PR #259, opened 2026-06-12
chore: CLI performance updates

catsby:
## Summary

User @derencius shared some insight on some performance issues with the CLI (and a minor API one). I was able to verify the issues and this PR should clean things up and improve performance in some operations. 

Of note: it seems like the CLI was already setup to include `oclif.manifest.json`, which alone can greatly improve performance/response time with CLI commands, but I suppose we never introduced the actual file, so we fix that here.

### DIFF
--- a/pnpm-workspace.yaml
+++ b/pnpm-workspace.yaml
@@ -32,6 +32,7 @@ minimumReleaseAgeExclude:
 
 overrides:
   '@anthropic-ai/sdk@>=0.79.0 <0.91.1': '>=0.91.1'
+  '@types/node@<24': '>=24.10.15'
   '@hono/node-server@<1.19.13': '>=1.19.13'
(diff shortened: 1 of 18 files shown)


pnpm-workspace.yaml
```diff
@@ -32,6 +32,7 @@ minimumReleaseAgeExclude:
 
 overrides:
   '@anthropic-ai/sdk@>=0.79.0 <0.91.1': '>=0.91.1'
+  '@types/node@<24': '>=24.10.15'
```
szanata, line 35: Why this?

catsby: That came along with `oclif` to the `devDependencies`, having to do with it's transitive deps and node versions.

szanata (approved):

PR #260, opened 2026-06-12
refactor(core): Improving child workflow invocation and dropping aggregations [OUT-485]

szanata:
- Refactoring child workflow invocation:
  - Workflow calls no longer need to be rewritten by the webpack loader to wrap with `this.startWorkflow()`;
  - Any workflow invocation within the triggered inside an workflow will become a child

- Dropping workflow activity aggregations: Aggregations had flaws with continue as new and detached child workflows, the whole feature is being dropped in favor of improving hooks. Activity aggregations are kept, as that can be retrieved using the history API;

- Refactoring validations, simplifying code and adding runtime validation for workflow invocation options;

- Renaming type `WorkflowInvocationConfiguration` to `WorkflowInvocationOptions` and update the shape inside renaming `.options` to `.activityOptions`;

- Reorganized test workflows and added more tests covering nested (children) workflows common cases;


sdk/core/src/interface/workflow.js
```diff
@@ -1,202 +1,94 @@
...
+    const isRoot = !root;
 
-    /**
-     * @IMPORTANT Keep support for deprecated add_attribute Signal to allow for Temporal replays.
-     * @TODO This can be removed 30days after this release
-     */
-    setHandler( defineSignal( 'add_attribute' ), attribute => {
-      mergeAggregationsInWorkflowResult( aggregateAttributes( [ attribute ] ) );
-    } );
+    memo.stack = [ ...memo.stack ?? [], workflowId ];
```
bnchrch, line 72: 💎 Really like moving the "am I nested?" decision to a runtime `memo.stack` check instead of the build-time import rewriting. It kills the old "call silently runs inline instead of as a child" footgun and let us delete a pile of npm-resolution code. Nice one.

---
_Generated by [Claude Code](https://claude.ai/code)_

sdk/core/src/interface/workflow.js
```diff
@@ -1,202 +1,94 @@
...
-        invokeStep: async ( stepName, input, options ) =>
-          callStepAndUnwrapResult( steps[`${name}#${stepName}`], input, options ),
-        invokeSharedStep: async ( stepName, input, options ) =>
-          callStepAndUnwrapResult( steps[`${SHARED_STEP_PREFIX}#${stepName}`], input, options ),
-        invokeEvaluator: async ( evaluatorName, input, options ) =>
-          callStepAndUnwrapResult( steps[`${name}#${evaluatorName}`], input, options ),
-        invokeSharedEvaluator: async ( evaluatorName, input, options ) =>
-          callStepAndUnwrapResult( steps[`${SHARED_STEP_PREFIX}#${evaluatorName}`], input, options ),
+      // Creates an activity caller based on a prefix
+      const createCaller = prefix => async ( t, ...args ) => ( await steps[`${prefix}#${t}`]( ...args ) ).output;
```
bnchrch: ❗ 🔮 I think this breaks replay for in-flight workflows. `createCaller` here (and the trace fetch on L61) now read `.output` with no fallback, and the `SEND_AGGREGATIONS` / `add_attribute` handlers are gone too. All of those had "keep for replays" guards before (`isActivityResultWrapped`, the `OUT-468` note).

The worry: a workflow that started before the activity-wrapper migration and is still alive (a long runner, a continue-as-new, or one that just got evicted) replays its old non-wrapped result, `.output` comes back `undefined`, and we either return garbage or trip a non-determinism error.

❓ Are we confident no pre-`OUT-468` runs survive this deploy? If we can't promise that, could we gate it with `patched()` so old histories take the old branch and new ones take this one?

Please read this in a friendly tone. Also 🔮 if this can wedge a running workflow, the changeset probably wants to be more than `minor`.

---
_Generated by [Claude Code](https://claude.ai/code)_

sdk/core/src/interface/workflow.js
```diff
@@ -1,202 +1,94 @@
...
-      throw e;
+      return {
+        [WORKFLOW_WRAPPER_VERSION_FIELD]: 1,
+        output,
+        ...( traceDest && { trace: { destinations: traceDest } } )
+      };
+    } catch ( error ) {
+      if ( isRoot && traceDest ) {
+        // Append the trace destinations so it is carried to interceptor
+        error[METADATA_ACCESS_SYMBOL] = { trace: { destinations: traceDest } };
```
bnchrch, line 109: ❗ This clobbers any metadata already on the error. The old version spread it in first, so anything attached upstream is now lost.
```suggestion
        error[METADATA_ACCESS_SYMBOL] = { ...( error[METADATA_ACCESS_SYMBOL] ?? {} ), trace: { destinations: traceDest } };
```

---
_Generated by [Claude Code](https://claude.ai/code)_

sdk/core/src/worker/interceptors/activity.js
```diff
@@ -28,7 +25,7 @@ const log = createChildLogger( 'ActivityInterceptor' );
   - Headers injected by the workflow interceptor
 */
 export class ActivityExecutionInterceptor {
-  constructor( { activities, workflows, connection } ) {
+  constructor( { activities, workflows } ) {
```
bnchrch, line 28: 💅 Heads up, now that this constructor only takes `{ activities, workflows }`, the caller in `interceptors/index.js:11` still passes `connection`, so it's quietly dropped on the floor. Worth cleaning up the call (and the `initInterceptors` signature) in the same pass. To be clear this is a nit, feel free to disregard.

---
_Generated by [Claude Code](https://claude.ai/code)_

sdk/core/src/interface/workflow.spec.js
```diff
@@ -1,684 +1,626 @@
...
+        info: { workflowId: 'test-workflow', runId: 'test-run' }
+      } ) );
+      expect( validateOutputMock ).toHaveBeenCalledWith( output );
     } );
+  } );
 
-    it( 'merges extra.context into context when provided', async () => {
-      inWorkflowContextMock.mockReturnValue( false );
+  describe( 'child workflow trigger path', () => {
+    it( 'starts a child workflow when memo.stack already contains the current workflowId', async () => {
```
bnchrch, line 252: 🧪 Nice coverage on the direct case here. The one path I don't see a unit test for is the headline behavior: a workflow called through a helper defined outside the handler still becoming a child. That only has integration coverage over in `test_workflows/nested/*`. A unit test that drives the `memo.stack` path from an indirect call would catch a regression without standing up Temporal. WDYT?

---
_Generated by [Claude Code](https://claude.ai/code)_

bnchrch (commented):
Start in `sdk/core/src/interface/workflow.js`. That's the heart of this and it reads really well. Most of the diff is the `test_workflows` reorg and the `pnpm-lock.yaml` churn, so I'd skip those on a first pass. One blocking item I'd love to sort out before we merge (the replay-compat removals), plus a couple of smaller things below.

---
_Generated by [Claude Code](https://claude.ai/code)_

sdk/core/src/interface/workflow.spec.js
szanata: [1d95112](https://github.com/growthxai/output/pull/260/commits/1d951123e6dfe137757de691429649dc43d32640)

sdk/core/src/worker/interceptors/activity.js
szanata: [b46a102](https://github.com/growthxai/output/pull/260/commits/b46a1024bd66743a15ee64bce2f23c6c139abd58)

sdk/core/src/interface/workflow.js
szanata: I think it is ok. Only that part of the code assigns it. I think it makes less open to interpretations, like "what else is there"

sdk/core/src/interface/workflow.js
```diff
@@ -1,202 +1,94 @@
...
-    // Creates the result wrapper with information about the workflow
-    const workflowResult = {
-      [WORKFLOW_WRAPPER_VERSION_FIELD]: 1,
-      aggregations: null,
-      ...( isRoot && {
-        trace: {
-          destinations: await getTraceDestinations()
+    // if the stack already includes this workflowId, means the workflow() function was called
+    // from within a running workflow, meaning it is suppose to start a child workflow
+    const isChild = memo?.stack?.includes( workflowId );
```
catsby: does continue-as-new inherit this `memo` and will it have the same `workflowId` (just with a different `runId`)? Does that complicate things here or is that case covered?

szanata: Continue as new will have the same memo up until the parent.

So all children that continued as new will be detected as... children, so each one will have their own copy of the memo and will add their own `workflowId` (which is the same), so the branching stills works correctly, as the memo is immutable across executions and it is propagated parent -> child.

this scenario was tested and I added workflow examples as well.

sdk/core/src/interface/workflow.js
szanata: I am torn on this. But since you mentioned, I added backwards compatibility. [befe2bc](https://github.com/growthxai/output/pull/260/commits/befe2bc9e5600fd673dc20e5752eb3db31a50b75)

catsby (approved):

......

Task directions: Show every line of the data in which the word "memo" appears.

Task answer:
+    memo.stack = [ ...memo.stack ?? [], workflowId ];
bnchrch, line 72: 💎 Really like moving the "am I nested?" decision to a runtime `memo.stack` check instead of the build-time import rewriting. It kills the old "call silently runs inline instead of as a child" footgun and let us delete a pile of npm-resolution code. Nice one.
+    it( 'starts a child workflow when memo.stack already contains the current workflowId', async () => {
bnchrch, line 252: 🧪 Nice coverage on the direct case here. The one path I don't see a unit test for is the headline behavior: a workflow called through a helper defined outside the handler still becoming a child. That only has integration coverage over in `test_workflows/nested/*`. A unit test that drives the `memo.stack` path from an indirect call would catch a regression without standing up Temporal. WDYT?
+    const isChild = memo?.stack?.includes( workflowId );
catsby: does continue-as-new inherit this `memo` and will it have the same `workflowId` (just with a different `runId`)? Does that complicate things here or is that case covered?
szanata: Continue as new will have the same memo up until the parent.
So all children that continued as new will be detected as... children, so each one will have their own copy of the memo and will add their own `workflowId` (which is the same), so the branching stills works correctly, as the memo is immutable across executions and it is propagated parent -> child.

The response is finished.